Example 2: Querying Transfer Amount Quantiles

This query provides insights into transfer amounts in USD by retrieving the lower quartile, median, and upper quartile for transfers on the BSC network.

Query

query MyQuery {
EVM(dataset: archive, network: bsc) {
Transfers(
where: { Block: { Date: { after: "2024-07-12" } } }
limit: { count: 10 }
orderBy: { descending: Block_Date }
) {
Block {
Date
}
quartile_amount: quantile(of: Transfer_AmountInUSD, level: 0.25)
medium_amount: quantile(of: Transfer_AmountInUSD)
three_fourth_amount: quantile(of: Transfer_AmountInUSD, level: 0.75)
count
}
}
}
  • Quartiles:
    • quartile_amount: The 25th percentile (1st quartile) of the transfer amounts in USD.
    • medium_amount: The median (50th percentile) of transfer amounts.
    • three_fourth_amount: The 75th percentile (3rd quartile) of transfer amounts.
  • Quartile Calculation: A quartile splits data into four equal parts, with Q1 (1st quartile) representing the 25th percentile, Q2 (median) the 50th percentile, and Q3 (3rd quartile) the 75th percentile.

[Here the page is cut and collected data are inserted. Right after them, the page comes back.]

PR #408, opened 2016-10-27
Fix gsl::at's use of size_t

rianquinn:
gsl::at should use std::ptrdiff_t instead of size_t. This patch
fixes that, and adds missing unit tests

### DIFF
--- a/gsl/gsl_util
+++ b/gsl/gsl_util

Customizing Quantiles with the level Parameter

In the queries, you can specify different quantiles by adjusting the level parameter in the quantile function. This parameter determines the percentile or quantile you want to calculate, allowing you to retrieve data that represents various parts of the distribution.

For example:

  • level: 0.25 returns the 25th percentile, also known as the 1st quartile (Q1).
  • level: 0.50 (default if not specified) returns the 50th percentile, or the median (Q2).
  • level: 0.75 returns the 75th percentile, or the 3rd quartile (Q3).
  • You can adjust the level to other values (e.g., 0.1 for the 10th percentile or 0.9 for the 90th percentile) depending on the insights you want.